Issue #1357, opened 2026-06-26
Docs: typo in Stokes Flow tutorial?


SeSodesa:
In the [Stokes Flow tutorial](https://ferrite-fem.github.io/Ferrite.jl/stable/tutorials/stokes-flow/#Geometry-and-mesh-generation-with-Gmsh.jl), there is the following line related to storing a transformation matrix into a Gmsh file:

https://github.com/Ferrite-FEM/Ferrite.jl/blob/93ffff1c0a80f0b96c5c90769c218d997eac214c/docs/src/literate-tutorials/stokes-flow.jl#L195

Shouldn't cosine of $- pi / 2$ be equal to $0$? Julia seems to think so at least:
* * *
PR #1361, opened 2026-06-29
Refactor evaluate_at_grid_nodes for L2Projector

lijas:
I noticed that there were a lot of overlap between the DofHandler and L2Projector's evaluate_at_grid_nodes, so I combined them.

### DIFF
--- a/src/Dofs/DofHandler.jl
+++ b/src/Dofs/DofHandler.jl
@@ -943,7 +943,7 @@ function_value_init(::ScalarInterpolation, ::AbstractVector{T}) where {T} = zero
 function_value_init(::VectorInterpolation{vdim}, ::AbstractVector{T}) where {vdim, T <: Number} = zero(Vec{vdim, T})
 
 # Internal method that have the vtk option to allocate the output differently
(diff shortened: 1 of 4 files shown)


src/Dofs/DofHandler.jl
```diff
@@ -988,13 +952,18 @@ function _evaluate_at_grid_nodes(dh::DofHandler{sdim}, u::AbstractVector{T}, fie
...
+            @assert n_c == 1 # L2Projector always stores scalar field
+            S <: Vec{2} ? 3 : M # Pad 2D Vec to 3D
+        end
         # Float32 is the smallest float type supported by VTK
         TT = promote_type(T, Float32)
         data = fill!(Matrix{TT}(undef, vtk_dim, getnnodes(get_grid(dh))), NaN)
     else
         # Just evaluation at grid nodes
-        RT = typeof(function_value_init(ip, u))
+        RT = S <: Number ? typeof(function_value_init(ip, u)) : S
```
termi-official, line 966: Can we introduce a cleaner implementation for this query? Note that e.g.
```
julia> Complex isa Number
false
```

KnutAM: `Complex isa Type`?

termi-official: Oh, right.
---
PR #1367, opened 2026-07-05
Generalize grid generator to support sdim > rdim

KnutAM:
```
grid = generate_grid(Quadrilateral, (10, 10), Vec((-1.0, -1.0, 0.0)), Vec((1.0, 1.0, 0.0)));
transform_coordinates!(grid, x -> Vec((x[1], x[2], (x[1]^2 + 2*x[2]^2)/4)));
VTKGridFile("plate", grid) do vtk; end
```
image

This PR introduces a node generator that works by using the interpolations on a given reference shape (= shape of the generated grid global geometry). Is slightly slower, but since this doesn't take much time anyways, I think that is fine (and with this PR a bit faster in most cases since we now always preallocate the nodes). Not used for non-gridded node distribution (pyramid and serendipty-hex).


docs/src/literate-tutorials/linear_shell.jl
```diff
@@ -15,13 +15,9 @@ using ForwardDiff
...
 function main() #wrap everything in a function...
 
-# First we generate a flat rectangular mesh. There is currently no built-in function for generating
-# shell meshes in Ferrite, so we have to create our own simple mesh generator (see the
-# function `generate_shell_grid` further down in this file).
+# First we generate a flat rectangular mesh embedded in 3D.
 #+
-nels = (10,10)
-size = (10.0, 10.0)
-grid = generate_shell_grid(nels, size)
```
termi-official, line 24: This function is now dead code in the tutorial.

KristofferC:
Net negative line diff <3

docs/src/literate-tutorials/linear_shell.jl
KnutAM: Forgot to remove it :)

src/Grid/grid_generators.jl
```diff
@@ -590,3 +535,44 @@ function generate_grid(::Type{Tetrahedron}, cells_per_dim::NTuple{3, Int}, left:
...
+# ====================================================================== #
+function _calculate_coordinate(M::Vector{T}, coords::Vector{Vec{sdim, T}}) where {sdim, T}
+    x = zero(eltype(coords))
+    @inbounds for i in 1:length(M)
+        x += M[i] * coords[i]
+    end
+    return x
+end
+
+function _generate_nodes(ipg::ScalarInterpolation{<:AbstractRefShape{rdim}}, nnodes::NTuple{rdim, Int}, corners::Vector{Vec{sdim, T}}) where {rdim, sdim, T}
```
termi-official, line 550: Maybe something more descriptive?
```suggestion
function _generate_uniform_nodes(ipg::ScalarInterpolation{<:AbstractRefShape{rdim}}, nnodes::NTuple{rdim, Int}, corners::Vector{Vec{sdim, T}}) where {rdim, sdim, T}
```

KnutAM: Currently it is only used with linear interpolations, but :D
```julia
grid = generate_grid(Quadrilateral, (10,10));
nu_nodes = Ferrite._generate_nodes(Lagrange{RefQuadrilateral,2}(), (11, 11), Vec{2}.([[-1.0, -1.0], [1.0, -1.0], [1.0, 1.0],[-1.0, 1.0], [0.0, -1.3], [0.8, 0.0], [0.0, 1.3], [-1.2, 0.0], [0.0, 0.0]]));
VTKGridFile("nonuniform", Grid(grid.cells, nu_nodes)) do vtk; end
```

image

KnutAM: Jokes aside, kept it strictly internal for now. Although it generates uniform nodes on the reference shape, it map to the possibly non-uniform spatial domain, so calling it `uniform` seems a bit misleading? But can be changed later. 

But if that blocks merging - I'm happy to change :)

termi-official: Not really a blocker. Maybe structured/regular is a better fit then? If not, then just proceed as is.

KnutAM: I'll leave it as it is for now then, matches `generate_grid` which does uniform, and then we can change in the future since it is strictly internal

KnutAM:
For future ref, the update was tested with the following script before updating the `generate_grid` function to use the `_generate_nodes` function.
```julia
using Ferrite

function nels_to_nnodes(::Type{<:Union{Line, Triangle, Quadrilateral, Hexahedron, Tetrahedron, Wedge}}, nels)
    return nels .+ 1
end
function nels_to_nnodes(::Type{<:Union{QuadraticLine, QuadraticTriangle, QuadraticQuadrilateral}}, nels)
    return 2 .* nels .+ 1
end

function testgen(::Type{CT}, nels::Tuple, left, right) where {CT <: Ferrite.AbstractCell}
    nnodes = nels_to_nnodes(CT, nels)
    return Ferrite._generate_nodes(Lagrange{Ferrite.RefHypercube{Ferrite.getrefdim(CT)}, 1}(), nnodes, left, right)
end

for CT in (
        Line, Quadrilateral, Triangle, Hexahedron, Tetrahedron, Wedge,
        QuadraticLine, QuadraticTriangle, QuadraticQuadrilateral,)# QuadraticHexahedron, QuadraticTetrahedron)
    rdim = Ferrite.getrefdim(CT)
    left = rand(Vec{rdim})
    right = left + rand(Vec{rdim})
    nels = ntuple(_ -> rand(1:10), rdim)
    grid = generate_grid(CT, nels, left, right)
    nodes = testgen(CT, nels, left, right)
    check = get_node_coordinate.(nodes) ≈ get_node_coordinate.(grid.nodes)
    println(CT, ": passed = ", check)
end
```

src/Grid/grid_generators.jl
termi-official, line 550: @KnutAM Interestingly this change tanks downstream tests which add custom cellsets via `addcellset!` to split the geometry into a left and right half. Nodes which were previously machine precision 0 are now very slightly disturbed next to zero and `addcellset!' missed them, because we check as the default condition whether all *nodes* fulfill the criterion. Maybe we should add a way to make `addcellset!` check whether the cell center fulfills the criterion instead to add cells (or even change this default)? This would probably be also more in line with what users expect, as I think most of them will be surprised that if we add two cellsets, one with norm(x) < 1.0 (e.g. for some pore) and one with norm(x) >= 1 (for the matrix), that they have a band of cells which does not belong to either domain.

Your instructions ::
What is the number of lines in the data that hold the word "Lagrange"? Reply with that number and nothing else.

Task response ::
2